Un salon détruit dans une maison voisine de la famille Abu Obaid à Deir Al Balah, dans le centre de la bande de Gaza. Celle de la famille Abu Obaid a été bombardée le 13 mai, provoquant d’énormes dégâts dans les habitations environnantes et le déplacement de dizaines de personnes.
Yahia Kamel Salem Abu Obaid, 55 ans, se tient devant les ruines de sa maison à Deir Al Balah. On y lit « Sauvez Gaza ». Abu Obaid déclare qu’il n’a pas d’économies. Rien n’a pu être sauvé du logement lors de l’évacuation précipitée, après le coup de fil d’avertissement. Il reste pour l’instant chez ses proches. « La Nakba continue. Cette maison bombardée en est la preuve. Je ne m’attendais pas à ça, nous sommes sortis comme vous nous voyez », déclare Abou Obaid.
Des membres de la famille Nabhan se rassemblent la nuit autour des ruines de leur maison à Jabaliya, dans le nord de la bande de Gaza. Certain·es dorment dans les habitations voisines, dans l’abri qui servait pour leur âne, ou encore à même le sol sur des matelas donnés par des organisations.

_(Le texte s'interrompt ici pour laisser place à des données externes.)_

PR #2454, opened 2019-05-16
Replace line counting to find labels by looking for PacketCounter label 

aymanhab:
Fixes issue #2457

### Brief summary of changes
Instead of looking for a fixed line number, parse headers looking for a line starting with "PacketCounter". This allows for extra comment lines in header as reported by user testing of XsensReader

### CHANGELOG.md (choose one)

- updated...

---
This change is [Reviewable](https://reviewable.io/reviews/opensim-org/opensim-core/2454)


aymanhab:
This PR makes the XSensReader more flexible to handle extra comments (e.g. // Options) in header. Test case updated accordingly

aymanhab:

Les restes d’un vieil olivier détruit se dresse dans les ruines de la maison de la famille Tafeesh, dans le district d’Az Zaitoun, dans la ville de Gaza. Celle-ci abritait douze personnes. Elle a été complètement détruite par un bombardement, lequel a également causé d’importants dégâts aux alentours. L’habitation voisine de la famille Abu Soreya, réfugiée, a été entièrement pulvérisée. Environ 400 poulets élevés par la famille Tafeesh ont été tués lors de l’attaque.

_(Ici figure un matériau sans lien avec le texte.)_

Issue #2447, opened 2019-05-15
Updated base Heading Axis in calibrateModelFromOrientations()


jimmyDunne:
The base IMU rotation in calibrateModelFromOrientations() (may) assume that a 180 degree rotation is an error with the IMU and not an intentional location of the subject in the OpenSim frame. It would be great to remove this assumption and rather have more flexibility in providing a base heading axis for the base IMU.

jimmyDunne:
fixed in #2459

Issue #2456, opened 2019-05-17
InverseKinematicsStudy() results being written over themselves


jimmyDunne:
Currently, InverseKinematicsStudy() does some [automatic editing of the orientations file name-- based on the location of '_'-- to generate an output filename for the orientation results. ](https://github.com/opensim-org/opensim-core/blob/7e4f6ab1e3346f9e822a8a63e008ac16ec25b16d/OpenSim/Simulation/OpenSense/InverseKinematicsStudy.cpp#L190-#L198). 

I have my input orientations files named like this;
```
MT_012005D6_009-quaternions_Walking.sto
MT_012005D6_009-quaternions_RHJCSwinger.sto
MT_012005D6_009-quaternions_LHJCSwinger.sto
```
When I perform an InverseKinematicsStudy() with each of the above input files, the results get written over the top of one another as;
```
IK_MT_012005D6_009-quaternions.mot
```
To solve, we could either (a) don't do any editing of the input string and rather just prepend 'IK_', or (ii) have a property for an output string that the user can set.

aseth1:
I am running into this issue to in my testing of the calibration with different headings. I will fix it as part of m PR since I need it now.

jimmyDunne:
Sounds good. Happy to test :)

aymanhab:
Should be fixed, folded into PR #2459

Issue #2455, opened 2019-05-17
InverseKinematicsStudy, setModel(), & set_model_file_name()


jimmyDunne:
(Matlab, Mac)

`InverseKinematicsStudy` method `setModel()` would be useful since `OpenSimUtilities.calibrateModelFromOrientations()` returns a calibrated model. A user wouldn't have to write a calibrated model to file as an intermediate step. 

However, if I give setModel() a model, but don't have any value for set_model_file_name(), i get an exception

```
>> ik.setModel(obj.calibratedModel)
>> ik.set_model_file_name('')
>> ik.run()
Java exception occurred:
java.lang.RuntimeException: Object: Cannot construct from empty filename. No filename specified.
	Thrown at Object.cpp:100 in Object().
	at org.opensim.modeling.opensimSimulationJNI.InverseKinematicsStudy_run__SWIG_1(Native Method)
	at org.opensim.modeling.InverseKinematicsStudy.run(InverseKinematicsStudy.java:381)
```

It would be great if a user could use either a Model or a ModelPath.

jimmyDunne:
I think that this is possibly a more general issue than with OpenSense since the other tools have similar issues. Perhaps down the road we can look at the interface and see how it could be more flexible across scripting and command line functions. For now, I will ignore the setModel() method and just use intermediate models files.

PR #2459, opened 2019-05-18
Allow for 180 heading correction

aseth1:
Fixes issue #2447, #2455, #2456

### Brief summary of changes
Initial heading correction implementation was assuming that a correction >90 degrees was due to the user inadvertently specifying the negative of the IMU axis (as the heading direction) and so we were doing another 180 degree correction. Of course in reality we do have instances where the pelvis is actually oriented ~180 from the OpenSim +X direction and so the model was being oriented backwards compared to the data.  The fix was to remove that assumption and trust the correct axis is specified as forward (#2447).

If the model is set on the Study, it takes precedence over the model file specified in the properties (#2455).

The output filename is now set to be the input filename prepended with "ik_" without any attempt to shorten, which was causing the output file to no longer be unique (#2456). For every unique input file you will get a similarly unique output file.

### Testing I've completed
Add a test where two calibration poses are known to have their pelvis headings opposite (180 degrees) from one another. The resulting calibrated model should be relatively the same (besides small offsets in IMU registration) and we test both models on a dynamic (hip joint center) trial. The resulting kinematics are compared and passes if the solutions are with 10degrees of each other.

- since we are doing tracking twice and comparing solutions I removed the previous tracking "test" that simply ran tracking with no comparison.
- we could add a regression test that is more stringent to flag us if the model kinematics change from the current result

### CHANGELOG.md (choose one)

---
This change is [Reviewable](https://reviewable.io/reviews/opensim-org/opensim-core/2459)


aseth1:
@jimmyDunne please give it a whirl!

jimmyDunne:
I tested this and all the changes that were made seem to work great on my machine. The coordinate heading issue is resolved and I testing using multiple, different,  initial calibration headings with equal success. The model setting is great and I can now use setModel() without specifiying a path to a model. Finally, the IK output is now just using a prepended 'IK_'.

aymanhab:
@aseth1 Can you look into the test failures before merging? Thanks

aseth1:
@aymanhab I incorrectly assumed that vector of tolerances limits the number of comparisons (i.e. 23 for the lower extremity) but that isn't the case. The tolerances must be the same size as the number of columns being compared. I made that change to the test.

aseth1:
Thanks @aymanhab and @jimmyDunne !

Un membre de la famille Tafeesh montre la vidéo du bombardement de la maison de ses proches. Habitant en face, son appartement a subi des dommages importants. Les autorités israéliennes ont prévenu la famille avant le bombardement, mais cela n’a pas été le cas lors des premières frappes, le 9 mai, visant à tuer trois commandants du Jihad islamique. Dix personnes civiles ont alors perdu la vie.
Des Palestinien·nes commencent à réparer les dégâts dans une maison adjacente à la maison de la famille Tafeesh. Les dommages des maisons détruites et endommagées sont estimés à plusieurs millions de dollars.

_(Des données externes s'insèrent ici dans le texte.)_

Issue #2465, opened 2019-05-21
OpenSim::TimeSeriesTable_<SimTK::Rotation> is not SWIG wrapped


aseth1:
Access to to resulting `TimeSeriesTable` of Rotations (e.g. using `OpenSenseUtilies`) is opaque in MATLAB.

aymanhab:
While exposing TimeSeriesTable <Rotation> is straightforward, the base class DataTable_<double, Rotation> is harder to wrap because all previous examples were templatized with subclasses of SimTK::Vec. Do you know if that was a limitation on the design of the DataTable_ template, @aseth1 ? 
We get away with it in C++ because methods like averageRow and clone are never generated or invoked but SWIG generates these regardless.

aseth1:
> Do you know if that was a limitation on the design of the DataTable_ template, @aseth1 ?

We use `TimeSeriesTable_<SimTK::Rotation>` everywhere in OpenSense, so I don't think there is any particular issue here, other than creating the specialized `TimeSeriesTableRotation` in [common.i](https://github.com/opensim-org/opensim-core/blob/0af1649e48b88e0a561a73976b8dea4ce56e4809/Bindings/common.i#L123-L134) as was done for the other `TimeSeriesTable_` types.

aymanhab:
Working on this now since otherwise some methods are not available to scripting users

aseth1:
I took the liberty to add these in to common.i  and added the specialization for `DataTable::makeElement_helper` to handle a SimTK::Mat<M,N>. Want me to pus that for you to continue and test @aymanhab?

aseth1:
@aymanhab it is looking like this will be important for scripting users who want to use `TimeSeriesTableRotation` to access individual rotations for comparison (Hannah) as well as to setup the `InverseKinematicsSolver` with an `OrientationsReference` initialized from the table of rotations (current limitation for Patrick).

aymanhab:
I believe this has been fixed by PR #2467 Please let me know otherwise

jimmyDunne:
Waiting to be added to release notes

PR #2467, opened 2019-05-21
SWIG wrap TimeSeriesTableRotation

aseth1:
Fixes issue #2465 

### Brief summary of changes
- Added bindings for TimeSeriesTable_<SimTK::Mat33> as TimeSeriesTableMat33 and TimeSeriesTable_<SimTK::Rotation> as TimeSeriesTableRotation.
- specialized `DataTable::makeElement_helper()` to handle elements of type SimTK::Mat<M,N>.

### Testing I've completed
- compiled and tests passed locally

@aymanhab please feel free to take this PR over. I hope it will be straightforward.

---
This change is [Reviewable](https://reviewable.io/reviews/opensim-org/opensim-core/2467)


aymanhab:
Thanks for getting this started @aseth1 I believe some of the following types will also need to be exposed as they are used to get data in/out of the table (where ETY is SimTK::Rotation):
``
SimTK::RowVector_<ETY,  SimTK::RowVectorView_<ETY>, SimTK::Vector_<ETY>, SimTK::VectorView_<ETY>, SimTK::Matrix_<ETY> SimTK::MatrixView_<ETY>
``
Was it necessary to add the specialization for Mat33, or just for potential future use?

aseth1:
I was using `TimeSeriesTableSpatialVec` as an example, and I did not see any additional special handling

> Was it necessary to add the specialization for Mat33, or just for potential future use?

Not necessary, just useful and a potential intermediary if `Rotation` has other challenges.

aymanhab:
As of now:
- DataTableRotation is wrapped but getRowAtIndex returns SWIGTYPE_p_SimTK__RowVectorView_T_SimTK__Rotation_T_double_t_t getRowAtIndex
- Inheritance is wrong since TimeSeriesTableRotation does not subclass DataTableRotation

Bindings/simbody.i
```diff
@@ -175,7 +175,20 @@ namespace SimTK {
...
 %template(Rotation) SimTK::Rotation_<double>;
-%template(InverseRotation) SimTK::InverseRotation_<double>;
+
+// TimeSeriesTableMat33 works perfectly as expected, while TimeSeriesTableRotation doesn't
+%template(MatrixBaseMat33)    SimTK::MatrixBase<Mat33>;
+%template(MatrixMat33)        SimTK::Matrix_<Mat33>;
+%template(RowVectorBaseMat33) SimTK::RowVectorBase<Mat33>;
+%template(RowVectorViewMat33) SimTK::RowVectorView_<Mat33>;
+%template(RowVectorMat33)     SimTK::RowVector_<Mat33>;
+
```
aymanhab: TimeSeriesTableMat33 now works perfectly and rows can be obtained and used, but doing the same thing for Rotation fails due to the method elementwiseAssign. @aseth1 do you know if this method is supposed to exist for Rotation? To see the error, uncomment the lines below and build

aymanhab: Latest version, swig out elementwiseAssign and now the swig generated code compiles and DataTable_<Rotation> acts properly. TimeSeriesTable_<Rotation> however doesn't have the correct class hierarchy likely because it was encountered y swig before both TimeSeriesTable and Rotation were known. Investigating..

aymanhab:
Some update as I continue to fight with SWIG to get proper wrapping and realizing that many other classes along the chain are improperly wrapped:
- DataTableMat33, TimeSeriesTableMat33 (are properly wrapped and usable)
- DataTableQuaternion: Correct hierarchy but bad return types/unusable
- TimeSeriesTableQuaternion: Correct hierarchy but bad return types/unusable
- DataTableRotation:  Correct hierarchy but bad return types/unusable
- TimeSeriesTableRotation: Incorrect hierarchy and bad return types/unusable

If a code snippet to demonstrate actual use case can be provided, that would be extremely useful in deciding where to focus work/suggest workaround. While Rotation is usefully more strict, if the use case doesn't require it, we may get away with using Mat33 for return types to let testing proceed.
Let me know your thoughts @aseth1 and @jimmyDunne since you're most familiar with what users are actually doing in the API

aymanhab:
TimeSeriesTableRotation now works as expected and Rows can be obtained an dereferenced.

aymanhab:
All java wrapping now works exactly as expected. Build filing on python wrapping/travis seems likely unrelated but will try on windows.

aymanhab:
Python compilation errors boil down to utility classes e.g. MatrixView_  expecting being able to perform +=, -= on Quaternion type which does not support these operations.

aymanhab:
@chrisdembia Any thoughts on this issue since you worked more on the python wrapping? My plan is to get SWIG to ignore the methods that invoke these -=, += methods but that may lead to some methods not available for some specializations. Is there a better way to do this? Thoughts @aseth1 ?

aymanhab:
OrientationReference also need to be wrapped and be accessible from Python.

aymanhab:
@sherm1 I wonder what are your thoughts on this issue:
- We recently introduced Vector_<SimTK::Rotation>, Vector_<SimTK::Quaternion> across the OpenSim interface.
- The SWIG generated code fails to compile because it does not find implementation of +=, -= of these SimTK types.
- C++ likely never invokes these methods so the issue is hidden (until someone invokes these methods).
- I have been trying to convince SWIG not to wrap these methods but it seems there could be a solution on SimTK side. 
Your thoughts? Thanks much.

sherm1:
Hi, Ayman -- thanks for thinking of me! The += and -= operations are not defined for Rotation and Quaternion because those operations don't make sense for those objects. If the underlying Matrix33 and Vec4 objects are extracted, the usual operations could be applied but the result can't be a Rotation or a Quaternion.

So if you are thinking we could define those in C++ I don't think that is the right solution because it would imply that they were meaningful operations. Is that what you had in mind?

aseth1:
@sherm1, perhaps @aymanhab is suggesting that the template class be specialized in these cases to throw, for example. Then the specialization could be wrapped and used outside of C++.

sherm1:
That seems like it would convert an (early) compile-time error into a (late) runtime error. Generally, that's not a good thing to do. I'm not clear why we would want to do that in this case?

aymanhab:
Thanks for responding @sherm1 Indeed I was thinking the same thing as @aseth1 that we add an implementation that throws since the methods are assumed by SimTK::Vector.
While I agree that compile time error is better than runtime, it feels like a 💣 waiting to explode if a user creates a SimTK::Vector<Rotation>, there's the possibility that some compiler may fail to resolve the operator properly with wrong results which are likely worse than an exception.

sherm1:
I realize from your response Ayman that I must not have a grasp on the problem. I do not understand why there would ever be a circumstance in which any code would try to add Rotations together. Can you explain?

aymanhab:
Thanks @sherm1 for chiming in on this.

- The source of the issue is that SWIG generates code for ALL the methods of Vector_ template because it can't anticipate what will be called at runtime.
- The corollary is that SWIG generates code for Vector_<Rotation>+= (or scalarPlusEq method since it ignores operators) same for Vector_<Quaternion>, this code fails to compile.
- We can try to fix this by injecting code into the SWIG wrapping since we don't want to annotate SimTK headers with SWIG macros, the other option is to actually implement these methods and throw on SimTK side.

Please let me know if that clarifies the issue and whether you would consider handling this on the SimTK side at all.

sherm1:
Thanks, but that still leaves my mystified as to how it affects Rotation and Quaternion, which are not the same objects as a Vector_. Where do they fit in to this discussion?

aymanhab:
@sherrm1 Here's the error log compiling SWIG output 
`4>c:\install\simbody361\include\simtkcommon\internal\vec.h(788): error C2677: binary '-=': no global operator found which takes type 'const EE' (or there is no acceptable conversion)
4>        with
4>        [
4>            EE=SimTK::Quaternion_<SimTK::Real>
4>        ]
4>c:\install\simbody361\include\simtkcommon\internal\vec.h(777): note: see reference to function template instantiation 'SimTK::Vec<4,SimTK::Real,1> &SimTK::Vec<4,SimTK::Real,1>::scalarMinusEq<EE>(const EE &)' being compiled
4>        with
4>        [
4>            EE=SimTK::Quaternion_<SimTK::Real>
4>        ]
....
`
These errors occur we now expose the Quaternion class and instantiate the templates `SimTK::Vector_<Quaternion_<double>>,  SimTK::MatrixView_<Quaternion_<double>, ...` to support making matrices of Quaternions. same issue with Rotation. Build log [here]( https://travis-ci.org/opensim-org/opensim-core/jobs/539358639)

sherm1:
Since Quaternion and Rotation are not scalar types (and not "composite numerical types"), they aren't suitable for use as elements of a Vector or Matrix. Someone could do that with the underlying storage Vec4 or Mat33, but not with the Quaternion and Rotation types because they impose a lot of constraints that scalar types can't (like no addition or scalar multiply is allowed for these objects).

sherm1:
P.S. Rotation and Quaternion can be put in other types of containers, like std::vector or SimTK::Array, but Vector and Matrix are not just containers and shouldn't be used that way.

aymanhab:
Thanks very much @sherm1 much appreciated. That explains why it felt like trying to fit a square peg  into a round hole. Will open an issue to address the misuse. Thanks again 👍 🥇

aymanhab:
Indeed that was the issue since these brought up constructors and operators
that failed to build. I'll add the note on the swig interface files.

Mohammed (7 ans), Mahmoud (9 ans) et Ahmad (5 ans) Yussef Awadadallah se tiennent dans leur chambre ravagée, à Beit Hanoun. Leur domicile est situé à côté de la maison de la famille Abu Khater, prise pour cible le 11 mai. La famille est réfugiée de Hulayqat. « Ils sont traumatisés et me collent tout le temps. Je fais de mon mieux pour les soutenir et pour prendre soin d’eux. Durant le bombardement, mon plus jeune fils, Ahmad, a eu une crise de panique. Il ne pouvait plus respirer et son cœur s’est presque arrêté. J’ai dû lui faire du bouche à bouche pour le réanimer. La nuit, Ahmad se réveille plusieurs fois et il vient dormir avec nous. Nous sommes pour l’instant dans une maison louée ailleurs », dit leur père Yussef Sukeh Awadallah.
Des roses et un drapeau palestinien ont été posés dans les ruines de la maison de la famille Masri, à Beit Lahiya.
Anne Paq est une photographe, réalisatrice et autrice française primée, membre du collectif photo Activestills depuis 2006. Elle a passé plus de deux décennies à couvrir de nombreux sujets en Palestine, notamment dans la bande de Gaza.